Are there gender differences in your research environment and what are current opportunities and challenges for women in science?
⬤ I think that there is a general impression that, when you are working in technology and certainly in physics, you are most of the time ‘working with things’, not with people. This impression is wrong. Technology and science are group activities: I meet and work together with colleagues or customers, together we discuss or design instruments and methods, together we do experiments; it is not often that I sit just by myself in my office. Nevertheless, this false impression of ‘not working with people’ is something that got stuck to physics and it often makes you feel you have to defend why you choose to work in physics. I think that especially women, when they enter physics and science, have to confront this false idea that they are ‘not going to work with people’.
Now for the big picture: what is your assessment of the current state of your area of research? (i.e. where do you see it going, what expectations for the future, etc.)
⬤ In the field of traditional imaging, electron optics does not hold many secrets for us anymore: we know how to make 0.5Å resolution and we know what steps we can do if we want to improve on this. In this field most scientific advances will probably happen in the area of applications. For example, in cryo-electron microscopy, advances in sample preparation, in cameras, and in software reconstruction techniques gave such progress that biologists can nowadays make 3D reconstructions of their specimens (such as enzymes or viruses) so sharp that they can see where all the individual atoms are.
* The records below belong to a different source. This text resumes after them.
PR #1062, opened 2017-09-12
dsinstance: Restore context after changing dse.ldif

abbra:
Fixes https://bugzilla.redhat.com/show_bug.cgi?id=1490762

### DIFF
--- a/ipaserver/install/dsinstance.py
+++ b/ipaserver/install/dsinstance.py
@@ -596,6 +596,7 @@ class DsInstance(service.Service):
                 parser.parse()
             new_dse_ldif.flush()
         shutil.copy2(temp_filename, dse_filename)
+        tasks.restore_context(dse_filename)
         try:
             os.remove(temp_filename)
         except OSError as e:


rcritten:
What isn't obvious to me is what changed. This code has been around since 2015. Was it a fluke that it worked up to now?

abbra:
That's a good question. No, I don't have an answer. But since we have two bugs where this is manifested in two different SELinux contexts, there must be something different now in F27.

rcritten:
LGTM

stlaz:
It's working. I'd ACK it but we really need a ticket to decide which branches it should be pushed into.

lslebodn:
>It's working. I'd ACK it but we really need a ticket to decide which branches it should be pushed into.

Ideally to all branches which introduced this regression (from SELinux POV) :-)

lslebodn:
>It's working. I'd ACK it but we really need a ticket to decide which branches it should be pushed into.

Ideally to all branches which introduced this regression (from SELinux POV) :-)

stlaz:
I created an issue for this: https://pagure.io/freeipa/issue/7150
If you please add it to the ticket, I can at least push this to master + ipa-4-6 for now and we'll decide the other branches on the next devel meeting.

abbra:
Rebased and added upstream issue references.

stlaz:
master:

* 473ddbdb66e563d93a30ac51b1ac559adbd18190 dsinstance: Restore context after changing dse.ldif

This is something that not many people would have thought possible ten years ago, given that biological specimens are extremely quickly damaged when you look at them with an electron beam. In this traditional field, we are working on making the microscopes more reliable, easier to use, and more automated. Outside this traditional field, I see interesting developments happening in the way how we probe the specimen. For example, our knowledge of the exact mechanism behind the damage that the electron beam causes in beam-sensitive materials is limited but quickly increasing. Maybe, with a good understanding, we can find ways to adjust the illumination so that we can manipulate how the energy deposited by the beam in the sample is dissipated, and then tune it in such a way that the damage to the sample is significantly reduced. Another good example is the present Q-Sort project, in which we exploit the quantum wave property of electrons that a single electron can probe one aspect of a specimen (such as a rotational symmetry) not at single position but simultaneously over a whole region.